• _ASSIGNED TASK_
Your response must be made up of each line in the data below that contains the string "https".
----
PR #625, opened 2024-11-07
gltf assign final material parity

HexaField:
## References
closes #_insert number here_


packages/engine/src/gltf/GLTFState.tsx
```diff
@@ -1136,6 +1140,25 @@ const MaterialInstanceReactor = (props: {
     else materialInstance.uuid.set([materialUUID])
   }, [materialEntity, primitive.material])
 
+  const material = useOptionalComponent(materialEntity, MaterialStateComponent)?.material
+  const useDerivativeTangents = primitive.attributes.tangent === undefined
+  const useVertexColors = primitive.attributes.color !== undefined
+  const useFlatShading = primitive.attributes.normal === undefined
```
AidanCaruso: These will always evaluate to undefined because the primitive attribute properties are in all caps.
image

HexaField: the caps are once they are translated to threejs, in this form they are in the gltf format, which is lower case.

HexaField: hmm ok you may be right :/

HexaField: ahh, in the threejs loader, it was looking for parameters on the geometry. this is now on the gltf document. my mistake. good catch.

HexaField: Screenshot from 2024-11-15 09-55-33
and look at that, vertex colors working!

AidanCaruso (approved):

PR #628, opened 2024-11-07
IR-5377: Fix User Table showing single account identifier for all rows

MoizAdnan:
https://tsu.atlassian.net/browse/IR-5377


MoizAdnan (commented):
is `action : admin` needed?

hanzlamateen (approved):

PR #634, opened 2024-11-07
Import lint rules

DanielBelmes:
## Summary
Starting to implement some eslint rules that can help detect import cycles

## References
closes #_insert number here_


DanielBelmes:
One issue so far is that it's not really understanding the difference between export and export type which is weird since I am using a typescript resolver so it should understand.

PR #635, opened 2024-11-07
set metalness to 1

HexaField:
## References
closes #_insert number here_


DanielBelmes (changes requested):
Just putting requested changes until we can finalize discussion. We've had some confusion on how this will effect artists. Most likely this won't as it's the fallback material if no material is defined.

PR #636, opened 2024-11-07
IR-5415 Fix animation loading and clean up loop animation component logic

AidanCaruso:
## References
closes #_insert number here_


MbfloydIR (approved):

HexaField (commented):
Let's definitely get some basic regression tests written for this

AidanCaruso:
> Let's definitely get some basic regression tests written for this

Added two new test cases for animation packs, and single animation clip gltfs with tracks that bind to non-skeletal child nodes, which are the two cases impacted/fixed by this PR

packages/engine/src/avatar/functions/moveAvatar.test.tsx
```diff
@@ -87,16 +86,16 @@ describe('moveAvatar function tests', () => {
         parentUUID: getComponent(sceneEntity, UUIDComponent),
         position: new Vector3(),
         rotation: new Quaternion(),
-        entityUUID: Engine.instance.userID as string as EntityUUID,
+        entityUUID: Engine.instance.store.userID as string as EntityUUID,
```
HexaField: i think we need to append `_avatar` to the end of the entityUUID for it to be aligned with how avatars exist at runtime, then we can use `AvatarComponent.getUserAvatarEntity()` correctly

packages/engine/src/avatar/functions/moveAvatar.test.tsx
```diff
@@ -128,16 +127,16 @@ describe('moveAvatar function tests', () => {
...
```
HexaField: same here

packages/engine/src/avatar/functions/moveAvatar.test.tsx
```diff
@@ -128,16 +127,16 @@ describe('moveAvatar function tests', () => {
...
         name: ''
       })
     )
 
     applyIncomingActions()
 
-    spawnAvatarReceptor(Engine.instance.userID as string as EntityUUID)
-    const entity = AvatarComponent.getUserAvatarEntity(Engine.instance.userID)
+    const entity = UUIDComponent.getEntityByUUID(Engine.instance.store.userID as string as EntityUUID)
+    spawnAvatarReceptor(Engine.instance.store.userID as string as EntityUUID)
```
HexaField: i wonder if instead of running spawnAvatarReceptor here we should ensure the event sourcing state reactors work properly (which call it at runtime)

HexaField (changes requested):

packages/engine/src/avatar/functions/moveAvatar.test.tsx
AidanCaruso: The useEffect that runs this post event sourcing is locked behind an isClient check. Going to try removing it and see what happens. Otherwise will need to stick with manually calling spawnAvatarReceptor

AidanCaruso: Seems okay with the check removed

HexaField: Aha, yeah should be fine to remove that check.

HexaField (approved):

PR #638, opened 2024-11-08
Merge GroupComponent and ObjectComponent

HexaField:
## References
closes #_insert number here_


DanielBelmes:
Imma convert to draft while these test are failing. They definitely seem related

packages/spatial/src/input/functions/ClientInputHeuristics.ts
```diff
@@ -168,8 +168,8 @@ export function findEditor(intersectionData: Set<IntersectionData>, caster: Rayc
   const inputObj = inputObjectsQuery().concat(cameraGizmo)
 
   const objects = (pickerObj.length > 0 ? allGizmos : inputObj) // gizmo heuristic
-    .map((eid) => getComponent(eid, GroupComponent))
-    .flat()
+    .map((eid) => getComponent(eid, ObjectComponent))
+  console.log({ objects })
```
DanielBelmes: console.log

DanielBelmes (dismissed):
- Transforms no longer working from the transform properties
- Transform Gizmo doesn't appear
- Asset loading circle stays in screen(might be related to gizmo)

That's it so far without being able to continue with transform

HexaField:
setting to draft, still some problems with gizmos, but they are now completely entity driven at least

packages/spatial/src/common/debug/LightHelperComponent.ts
```diff
@@ -1,90 +0,0 @@
...
-    if (matchesColor.test(json.color)) component.color.set(json.color)
-  },
-
-  reactor: function () {
-    const entity = useEntityContext()
-    const component = useComponent(entity, LightHelperComponent)
-    const light = component.light.value as Light<LightShadow<Camera>>
-    const [helper] = useDisposable(getLightHelperType(light), entity, light, component.size.value)
-    useHelperEntity(entity, component, helper)
-    helper.update()
```
MichaelEstes, line 71: I don't know if the update functions not being called anymore is causing this, but moving objects after helpers have been enabled is causing incorrect transformations on the helper objects

packages/engine/src/scene/components/ParticleSystemComponent.ts
```diff
@@ -73,7 +73,7 @@ import {
   useHookstate
 } from '@ir-engine/hyperflux'
 import { NameComponent } from '@ir-engine/spatial/src/common/NameComponent'
-import { addObjectToGroup, removeObjectFromGroup } from '@ir-engine/spatial/src/renderer/components/GroupComponent'
+import { addObjectToGroup, removeObjectFromGroup } from '@ir-engine/spatial/src/renderer/components/ObjectComponent'
```
MichaelEstes: We'll probably need a different solution for the particle system component since the particle system library relies on the three hierarchy, so particle systems are not showing up on this branch

DanielBelmes:
Not able to reproduce consistently but I asked @MichaelEstes and he also saw this. Sometimes transform gizmo just stops working and you can't transform things. Still smoke testing though.

packages/engine/src/scene/components/ParticleSystemComponent.ts
HexaField: dang, we can do the same thing as XRUI where we manually update the hierarchy in a system

HexaField: particles dont seem to be working on dev, so i'm not sure what the correct fix is here

HexaField:
A few things were busted from proxifying all objects. XRUI and particles still use three hierarchies, so now there is a `preserveChildren` option that can be assigned to an object to avoid proxifying children & parent fields

AidanCaruso (changes requested):
Overall looks good, however I'm noticing two avatar related issues. First, tpose enforcement is now calculated incorrectly for non-vrm rigs. 
image

Other issue is that everything unloads whenever you try to switch avatars.

AidanCaruso:
Fixed avatar bone rotations in the commit above, switching avatars unloading everything is still a problem though

AidanCaruso (approved):

PR #640, opened 2024-11-08
prevent circular dependency from crashing /admin pages

dtlehrer:
## Summary
quick fix for this error that appears when trying to load /admin routes:
image
image

## References
closes #_insert number here_


dtlehrer:
it sounds like defining `groupQuery` inside of `execute` could be problematic, so closing this PR and waiting for wider architectural solution to be implemented.. will continue working from this branch until then

PR #650, opened 2024-11-12
feat(studio): create a project history after update the static resource [IR-5106]

mikeplascdev:
## Summary

- Add to the project history when the user adds a new asset thumbnail

## References
closes #_insert number here_
https://github.com/ir-engine/ir-engine/blob/87adccb126a55f1eb31296bad8f81849ad9bcc14/packages/client-core/src/common/services/FileThumbnailJobState.tsx#L171

## QA Steps

1. Open Studio
2. Open a scene
3. Navigate to the Files panel
4. Upload a file from the local machine
5. Observe thumbnail creation for an uploaded file
6. Navigate to Dashboard
7. Click History on the corresponding project
8. Check logs including file uploading action
9. Check logs including thumbnail creation action for uploaded file

## Jira
[IR-5106](https://tsu.atlassian.net/browse/IR-5106)

[IR-5106]: https://tsu.atlassian.net/browse/IR-5106?atlOrigin=eyJpIjoiNWRkNTljNzYxNjVmNDY3MDlhMDU5Y2ZhYzA5YTRkZjUiLCJwIjoiZ2l0aHViLWNvbS1KU1cifQ


packages/server-core/src/media/static-resource/static-resource.hooks.ts
```diff
@@ -292,6 +292,36 @@ const addDeleteLog = async (context: HookContext<StaticResourceService>) => {
   }
 }
 
+const addPatchLog = async (context: HookContext<StaticResourceService>) => {
```
jose-galvan: How is this different from addDeleteLog? Is there a reason the same code can't be reused?

jose-galvan (changes requested):

packages/server-core/src/media/static-resource/static-resource.hooks.ts
mikeplascdev: only the resource action, I can update the delete log to add the action in the params

hanzlamateen (commented):
Agree with what Jose suggested. Otherwise it looks good.

packages/server-core/src/media/static-resource/static-resource.hooks.ts
mikeplascdev: done c228f29661e37949471c1b41e2b79e38a1b0b18c

hanzlamateen (approved):

PR #654, opened 2024-11-12
ensure search on collapsed nodes

SYBIOTE:
## References
closes #_insert number here_


packages/editor/src/panels/hierarchy/helpers.ts
```diff
@@ -128,25 +139,32 @@ function buildHierarchyTree(
...
     isLeaf: !(node.children && node.children.length > 0),
-    lastChild: lastChild
+    lastChild: lastChild,
+    isRendered: isRendered
   }
   array.push(item)
 
-  if (hasComponent(entity, GLTFComponent) && showModelChildren) {
-    const scene = GLTFComponent.getInstanceID(entity)
+  if (hasComponent(entity, ModelComponent) && showModelChildren) {
```
HexaField: please revert. we no longer use the ModelComponent, it is deprecated and only exists for comparison.

HexaField (changes requested):

packages/editor/src/panels/hierarchy/helpers.ts
SYBIOTE: roger that

SYBIOTE: done

packages/editor/src/panels/hierarchy/helpers.ts
```diff
@@ -128,25 +139,32 @@ function buildHierarchyTree(
...
     isLeaf: !(node.children && node.children.length > 0),
-    lastChild: lastChild
+    lastChild: lastChild,
+    isRendered: isRendered
   }
   array.push(item)
 
   if (hasComponent(entity, GLTFComponent) && showModelChildren) {
-    const scene = GLTFComponent.getInstanceID(entity)
+    const modelSceneID = getModelSceneID(entity)
```
HexaField: need to also revert the usage of getModelSceneID, it is also not used now.

HexaField (changes requested):

packages/editor/src/panels/hierarchy/helpers.ts
SYBIOTE: updating

HexaField (approved):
----
• _WORKED SOLUTION_
https://tsu.atlassian.net/browse/IR-5377
https://github.com/ir-engine/ir-engine/blob/87adccb126a55f1eb31296bad8f81849ad9bcc14/packages/client-core/src/common/services/FileThumbnailJobState.tsx#L171
[IR-5106](https://tsu.atlassian.net/browse/IR-5106)
[IR-5106]: https://tsu.atlassian.net/browse/IR-5106?atlOrigin=eyJpIjoiNWRkNTljNzYxNjVmNDY3MDlhMDU5Y2ZhYzA5YTRkZjUiLCJwIjoiZ2l0aHViLWNvbS1KU1cifQ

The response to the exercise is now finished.